• Problem details: Please return the records below exactly as they stand.

Saved entries
PR #2866, opened 2023-11-03
Add reolink to latest

oelison:
Please add my adapter ioBroker.reolink to latest.

### DIFF
--- a/sources-dist.json
+++ b/sources-dist.json
@@ -1957,6 +1957,11 @@
     "icon": "https://raw.githubusercontent.com/TA2k/ioBroker.renault/master/admin/renault.png",
     "type": "vehicle"
   },
+  "reolink": {
+    "meta": "https://raw.githubusercontent.com/aendue/ioBroker.reolink/main/io-package.json",
+    "icon": "https://raw.githubusercontent.com/aendue/ioBroker.reolink/main/admin/reolink_logo.png",
+    "type": "alarm"
+  },
   "residents": {
     "meta": "https://raw.githubusercontent.com/jpawlowski/ioBroker.residents/main/io-package.json",
     "icon": "https://raw.githubusercontent.com/jpawlowski/ioBroker.residents/main/admin/residents.svg",


oelison:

• Exercise result:
PR #2866, opened 2023-11-03
Add reolink to latest

oelison:
Please add my adapter ioBroker.reolink to latest.

### DIFF
--- a/sources-dist.json
+++ b/sources-dist.json
@@ -1957,6 +1957,11 @@
     "icon": "https://raw.githubusercontent.com/TA2k/ioBroker.renault/master/admin/renault.png",
     "type": "vehicle"
   },
+  "reolink": {
+    "meta": "https://raw.githubusercontent.com/aendue/ioBroker.reolink/main/io-package.json",
+    "icon": "https://raw.githubusercontent.com/aendue/ioBroker.reolink/main/admin/reolink_logo.png",
+    "type": "alarm"
+  },
   "residents": {
     "meta": "https://raw.githubusercontent.com/jpawlowski/ioBroker.residents/main/io-package.json",
     "icon": "https://raw.githubusercontent.com/jpawlowski/ioBroker.residents/main/admin/residents.svg",


oelison:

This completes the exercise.